● **Aim of the task**: From the entries provided below, copy each line that contains the word "timing".

Stored data
· · · · ·

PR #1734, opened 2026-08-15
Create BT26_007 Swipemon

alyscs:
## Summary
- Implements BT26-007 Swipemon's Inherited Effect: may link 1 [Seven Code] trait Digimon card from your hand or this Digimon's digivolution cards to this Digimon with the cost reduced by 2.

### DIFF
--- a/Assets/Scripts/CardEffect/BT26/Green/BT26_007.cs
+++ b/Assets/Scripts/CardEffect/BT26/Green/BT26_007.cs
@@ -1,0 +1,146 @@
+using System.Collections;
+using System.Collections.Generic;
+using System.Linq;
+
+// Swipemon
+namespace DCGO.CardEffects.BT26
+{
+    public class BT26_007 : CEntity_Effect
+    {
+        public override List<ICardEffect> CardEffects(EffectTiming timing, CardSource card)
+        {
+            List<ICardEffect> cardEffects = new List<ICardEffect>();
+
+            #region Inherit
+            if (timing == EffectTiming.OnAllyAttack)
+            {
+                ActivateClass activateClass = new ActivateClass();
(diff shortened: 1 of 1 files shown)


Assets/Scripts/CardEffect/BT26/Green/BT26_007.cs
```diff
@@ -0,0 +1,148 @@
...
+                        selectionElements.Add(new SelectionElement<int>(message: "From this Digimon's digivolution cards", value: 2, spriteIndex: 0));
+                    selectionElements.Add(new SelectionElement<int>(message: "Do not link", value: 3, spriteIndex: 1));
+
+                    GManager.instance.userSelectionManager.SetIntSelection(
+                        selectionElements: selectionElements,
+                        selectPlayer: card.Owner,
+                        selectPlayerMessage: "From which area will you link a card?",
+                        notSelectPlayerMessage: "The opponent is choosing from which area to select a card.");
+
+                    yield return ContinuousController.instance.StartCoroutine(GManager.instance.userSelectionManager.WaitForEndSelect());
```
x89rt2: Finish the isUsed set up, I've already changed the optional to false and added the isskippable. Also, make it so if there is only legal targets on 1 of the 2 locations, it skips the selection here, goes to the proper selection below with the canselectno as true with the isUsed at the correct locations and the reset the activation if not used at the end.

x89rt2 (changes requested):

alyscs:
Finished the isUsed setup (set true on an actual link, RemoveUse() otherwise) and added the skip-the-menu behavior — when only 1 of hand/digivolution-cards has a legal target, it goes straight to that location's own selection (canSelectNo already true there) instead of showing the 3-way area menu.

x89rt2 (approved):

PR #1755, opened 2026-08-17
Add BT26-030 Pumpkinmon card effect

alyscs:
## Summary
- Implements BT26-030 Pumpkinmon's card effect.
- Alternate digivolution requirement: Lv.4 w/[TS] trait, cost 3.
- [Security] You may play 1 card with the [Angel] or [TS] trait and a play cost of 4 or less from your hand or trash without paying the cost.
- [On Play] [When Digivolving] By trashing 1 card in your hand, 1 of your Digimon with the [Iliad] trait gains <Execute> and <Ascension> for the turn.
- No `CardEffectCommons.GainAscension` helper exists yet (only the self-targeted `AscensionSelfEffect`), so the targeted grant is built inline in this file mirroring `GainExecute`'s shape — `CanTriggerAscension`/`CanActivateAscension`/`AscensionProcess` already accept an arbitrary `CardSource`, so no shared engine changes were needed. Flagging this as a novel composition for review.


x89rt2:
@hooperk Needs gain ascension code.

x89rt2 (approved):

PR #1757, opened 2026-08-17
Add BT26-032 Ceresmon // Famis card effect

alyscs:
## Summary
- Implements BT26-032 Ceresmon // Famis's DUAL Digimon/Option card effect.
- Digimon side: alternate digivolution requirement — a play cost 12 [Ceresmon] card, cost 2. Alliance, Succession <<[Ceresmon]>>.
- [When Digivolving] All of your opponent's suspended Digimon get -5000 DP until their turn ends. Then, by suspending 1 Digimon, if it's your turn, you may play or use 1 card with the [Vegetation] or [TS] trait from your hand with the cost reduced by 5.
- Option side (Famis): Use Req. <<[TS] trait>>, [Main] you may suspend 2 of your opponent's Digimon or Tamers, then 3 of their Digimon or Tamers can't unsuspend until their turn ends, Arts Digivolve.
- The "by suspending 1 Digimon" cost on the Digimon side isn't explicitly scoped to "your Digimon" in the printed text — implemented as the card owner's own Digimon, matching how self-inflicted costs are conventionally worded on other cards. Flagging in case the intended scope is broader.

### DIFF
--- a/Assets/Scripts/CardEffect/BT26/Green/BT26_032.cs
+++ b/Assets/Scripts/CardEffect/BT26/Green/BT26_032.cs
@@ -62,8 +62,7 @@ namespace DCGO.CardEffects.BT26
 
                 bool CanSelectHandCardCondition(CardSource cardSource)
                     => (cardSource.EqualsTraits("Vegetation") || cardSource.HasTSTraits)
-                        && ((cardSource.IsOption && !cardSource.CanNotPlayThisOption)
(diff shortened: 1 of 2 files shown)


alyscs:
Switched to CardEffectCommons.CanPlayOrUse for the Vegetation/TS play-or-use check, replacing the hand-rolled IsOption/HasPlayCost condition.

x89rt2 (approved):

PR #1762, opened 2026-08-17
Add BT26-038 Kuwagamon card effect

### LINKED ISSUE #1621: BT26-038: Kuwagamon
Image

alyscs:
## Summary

· · · · ·

● **Output for this task**:
+        public override List<ICardEffect> CardEffects(EffectTiming timing, CardSource card)
+            if (timing == EffectTiming.OnAllyAttack)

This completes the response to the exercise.